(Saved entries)
***
PR #739, opened 2019-03-30
Replace HMC related codes using AHMC

xukai92:
Integrated the new AdvancedHMC.jl into Turing so we can start to test it.

Usage:
```julia
chn = sample(gdemo_default, ANUTS(10_000, 0.8), 1_000)
```

where `0.8` is the target accept ratio and `1_000` is the number of adaptation steps (happy to change the interface).

I feel we might want to play it with Turing for a while before replacing the current HMC codes completely.

TODOs
- ~~disable SGLD and SGHMC for now~~
  - Create a PR in AdvancedHMC.jl to move them there
- [x] move codes in `hmc_core.jl` to `hmc.jl`
- ~~remove `spl.info`~~
- [x] clean up codes
- [x] update doc strings


xukai92:
NOTE: ANUTS doesn't support compositional interface yet. 
Question: do we actually want dynamic HMC support that interface? I think @yebai and me had some discussion on the validation of the adaption phase of NUTS during Gibbs.

yebai:
> Question: do we actually want dynamic HMC support that interface? I think @yebai and me had some discussion on the validation of the adaption phase of NUTS during Gibbs.

Dual averaging should work fine within Gibbs, although might require more interactions before converging to a stable value. The no-U-turn criteria will be correct but might be suboptimal depending on the model structure.  I think we can try to integrate dual averaging to HMC within Gibbs as a first step (in a separate PR).

xukai92:
AHMC.jl is registered now so hopefully the tests shall pass. Also please don't merge this for now. I'm working with Jonas on his example of using DiffEq solvers together with Turing, which, works with Turing's NUTS but not AHMC's. Need to figure out why this happens.

xukai92:
I started an experimental interface; see https://github.com/TuringLang/Turing.jl/pull/739/commits/a32cec09d3acf5341d43a08c4c17e60ee62d8248#diff-4b1655bda3ebca1ef0e5a5a587d67152R42

xukai92:
CI should not pass until we tag the AHMC after https://github.com/TuringLang/AdvancedHMC.jl/pull/47 is merged.

yebai:
Is this ready for merging? @xukai92

xukai92:
TODOs
- [ ] tag a new release for AHMC
- [ ] sort out dependency files on Turing for AHMC

xukai92:
We are almost here (see the TODOs in https://github.com/TuringLang/Turing.jl/pull/739#issuecomment-484893504).

xukai92:
@yebai @mohamed82008 This is ready for a review.

src/inference/hmc.jl
```diff
@@ -80,25 +75,25 @@ function Sampler(alg::Hamiltonian, adapt_conf::Nothing, s::Selector)
...
 
     Sampler(alg, info, s)
 end
 
 function sample(model::Model, alg::Hamiltonian;
-                                save_state=false,                   # flag for state saving
-                                resume_from=nothing,                # chain to continue
-                                reuse_spl_n=0,                      # flag for spl re-using
-                                adapt_conf=STAN_DEFAULT_ADAPT_CONF, # adapt configuration
+                save_state=false,                                   # flag for state saving
```
yebai: Consider improving code style following Turing's style guide

src/inference/hmc.jl
```diff
@@ -114,107 +109,146 @@ function sample(model::Model, alg::Hamiltonian;
...
-    for i = 1:n
-        Turing.DEBUG && @debug "$alg_str stepping..."
+    # Init h, prop and adaptor
+    step(model, spl, vi, Val(true))
 
-        time_elapsed = @elapsed vi, is_accept = step(model, spl, vi, Val(i == 1))
-        time_total += time_elapsed
-
-        if is_accept # accepted => store the new predcits
+    # Sampling using AHMC
```
yebai: Consider a bit factoring here to replace the branching statements with a dispatching based design, e.g.

```julia
step(a::AdaptiveHamiltonian) # or step(a::NUTS)
step(a:: HMC)
step(a:: HMCDA)
```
***
[What the task asks]
Could you return all lines from the records that include the word "Question"?

[Solution for this problem]
Question: do we actually want dynamic HMC support that interface? I think @yebai and me had some discussion on the validation of the adaption phase of NUTS during Gibbs.
> Question: do we actually want dynamic HMC support that interface? I think @yebai and me had some discussion on the validation of the adaption phase of NUTS during Gibbs.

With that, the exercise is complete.